Location
- 375 Country Club Road Corydon, Harrison County, Indiana 47112 United States
- Coordinates: 38°12′04″N 86°07′10″W﻿ / ﻿38.200980°N 86.119405°W

Information
- Type: Public high school
- Established: 1911
- School district: South Harrison Community Schools
- Principal: Keith Marshall
- Teaching staff: 42.00 (FTE)
- Grades: 9-12
- Enrollment: 754 (2023-2024)
- Student to teacher ratio: 17.95
- Athletics conference: Mid-Southern
- Team name: Panthers
- Rivals: North Harrison Cougars
- Website: Official Website

= Corydon Central High School =

Corydon Central High School is a public high school located in Corydon, Indiana. The school is part of the South Harrison Community School System. The school serves high school age students of Harrison Township, Washington Township, Heth Township, and Webster Township. It is the largest school in Harrison County.

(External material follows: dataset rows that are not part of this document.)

PR #1222, opened 2024-07-18
[frontend] 1205 - Delete an item from a list (inject, atomic testing,…

Christian-DONGMO:
… scenario, simlation)

### Proposed changes

*
*

### Related issues

*
*

### Checklist

### Further comments


openbas-front/src/components/common/pagination/PaginationComponent.tsx
```diff
@@ -41,6 +41,7 @@ const useStyles = makeStyles(() => ({
 const ROWS_PER_PAGE_OPTIONS = [20, 50, 100];
 
 interface Props<T> {
+  key?: React.Key;
```
RomuDeuxfois, line 44: This new param seems to not be used

openbas-front/src/components/common/pagination/PaginationComponent.tsx
```diff
@@ -101,7 +102,7 @@ const PaginationComponent = <T extends object>({
   // Filters
   const [openMitreFilter, setOpenMitreFilter] = React.useState(false);
 
-  useEffect(() => {
+  const fetchData = () => {
```
RomuDeuxfois, line 105: Why this change ?

If fetchData is not called by any other component.

openbas-api/src/main/java/io/openbas/utils/pagination/SearchPaginationInput.java
```diff
@@ -22,7 +22,7 @@ public class SearchPaginationInput {
   @Min(0) int page = 0;
 
   @Schema(description = "Element number by page")
-  @Max(1000) int size = 10;
+  @Max(1000) int size = 20;
```
RomuDeuxfois, line 25: Why this change ?

openbas-front/src/admin/components/Dashboard.tsx
```diff
@@ -222,6 +226,7 @@ const Dashboard = () => {
             exercises={exercises}
             searchPaginationInput={searchPaginationInput}
             setSearchPaginationInput={setSearchPaginationInput}
+            onOperationSuccess={refreshExercises}
```
RomuDeuxfois, line 229: Can you explain why we need this new mechanism ?
I don't understand

openbas-front/src/admin/components/scenarios/Scenarios.tsx
```diff
@@ -194,22 +194,14 @@ const Scenarios = () => {
...
-  const handleOpenExport = (scenarioId: string) => {
-    setOpenExportId(scenarioId);
-  };
-  const handleCloseExport = () => {
-    setOpenExportId(null);
+  const refreshScenarios = () => {
+    searchScenarios(searchPaginationInput).then((result) => {
+      const { data } = result;
+      setScenarios(data.content);
+      setModificationTrigger((prev) => !prev);
```
RomuDeuxfois, line 203: I don't understand the usage of modificationTrigger

openbas-front/src/components/common/pagination/PaginationComponent.tsx
Christian-DONGMO: This param is used in Scenarios.tsx to force the pagination to refresh in the case of a duplication or deletion of an element from the list

openbas-front/src/components/common/pagination/PaginationComponent.tsx
Christian-DONGMO: Forgetting to go back during a test

openbas-api/src/main/java/io/openbas/utils/pagination/SearchPaginationInput.java
Christian-DONGMO: I found that when I modify an element in the list, and I propagate the change to update the list, it is reloaded but uses the default value set in the backend. And there is an inconsistency between the minimum value of the back which is 10 and that of the front which is 20

openbas-front/src/admin/components/Dashboard.tsx
Christian-DONGMO: When you add or delete a simulation from the Dashboard, the list is not updated. This new mechanism allows me to propagate the change to the parent and forces it to update the list

openbas-front/src/admin/components/scenarios/Scenarios.tsx
Christian-DONGMO: modificationTrigger just allows me to signal a change of state which I transmit to the PaginationComponent component

openbas-front/src/components/common/pagination/PaginationComponent.tsx
RomuDeuxfois: Ok but the parameter is not used in the class. It looks like magic.

And by making this change, we bypass the use of the store.

What is the use case?

openbas-api/src/main/java/io/openbas/utils/pagination/SearchPaginationInput.java
RomuDeuxfois: well seen

openbas-front/src/admin/components/Dashboard.tsx
RomuDeuxfois: Can you show me where it's possible to add or delete a simulation from the Dashboard screen ?

RomuDeuxfois (changes requested):

openbas-front/src/admin/components/simulations/simulation/ExercisePopover.tsx
```diff
@@ -152,7 +160,7 @@ const ExercisePopover: FunctionComponent<ExercisePopoverProps> = ({
   // Button Popover
   const entries = [];
   if (actions.includes('Update')) entries.push({ label: 'Update', action: () => handleOpenEdit(), disabled: !permissions.canWriteBypassStatus });
-  if (actions.includes('Delete')) entries.push({ label: 'Delete', action: () => handleOpenDelete(), disabled: !permissions.canWriteBypassStatus });
```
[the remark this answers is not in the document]
RomuDeuxfois: We need to talk with the product team about this.

PR #1239, opened 2024-07-23
[frontend] Change header on inject details

RomuDeuxfois:
### Related issues

* https://github.com/OpenBAS-Platform/openbas/issues/1209

### DIFF
--- a/openbas-front/src/admin/components/injects/InjectHeader.tsx
+++ b/openbas-front/src/admin/components/injects/InjectHeader.tsx
@@ -1,0 +1,22 @@
+import { Tooltip, Typography } from '@mui/material';
+import React, { FunctionComponent } from 'react';
+import { truncate } from '../../../utils/String';
+import type { InjectResultDTO } from '../../../utils/api-types';
+
+interface Props {
+  inject: InjectResultDTO;
+}
+
+const InjectHeader: FunctionComponent<Props> = ({
+  inject,
+}) => {
+  return (
+    <Tooltip title={inject.inject_title}>
+      <Typography variant="h1" gutterBottom >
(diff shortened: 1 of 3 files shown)


savacano28:
@RomuDeuxfois For this PR, we should take into account ? 
Jp:
* Remove the simulation/scenario header when in an Inject overview and display the name of the inject **: OK**
* Ensure that the breadcrumbs is consistent: currently, the breadcrum does not contain the name of the Simulation/Scenario anymore when the user display the inject overview (it is replaced by a clickable "Animation"). It should be Simulations/[nameof Simu...]/**Animation**/etc. with the name of the simu/scenar clickable to land on its Overview: **the modif of /Animation/ is not in the pr.**
image

RomuDeuxfois:
> @RomuDeuxfois For this PR, we should take into account ? Jp:
> 
> * Remove the simulation/scenario header when in an Inject overview and display the name of the inject **: OK**
> * Ensure that the breadcrumbs is consistent: currently, the breadcrum does not contain the name of the Simulation/Scenario anymore when the user display the inject overview (it is replaced by a clickable "Animation"). It should be Simulations/[nameof Simu...]/**Animation**/etc. with the name of the simu/scenar clickable to land on its Overview: **the modif of /Animation/ is not in the pr.**
>   image

For the second point, I don't update the issue sorry
We should have two breadcrumbs:
- when we came from the inject in the overview: scenario/SCENARIO_NAME/injects/INJECT_NAME
- when we came from the inject in the animation: scenario/SCENARIO_NAME/animation/injects/INJECT_NAME

like that the user can go back with the breadcrumbs

savacano28 (approved):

In the 2007–2008 school year the school has a 79.2% graduation rate, and is attended by 786 students. The school is staffed by 45 certified teachers, two administrators, and 4 non certified teachers with an average salary of $44,706 during the 2007–2008 school year. The school has performed slightly below the statewide academic average for the last five years while meeting or surpassing statewide averages during the two years prior to that.

Corydon Central serves as the central high school for the consolidated South Harrison Community School System. Students from Corydon Elementary School, Heth-Washington Elementary School and New Middletown Elementary School are bused to Corydon Central for the high school education.

On December 5, 2008, around 200 students protested the removal of their principal. The protest attracted many local media outlets in the Southern Indiana area.

The Class of 2009 recently received approximately $1.3 million in scholarship money, an all-time high for a graduating class.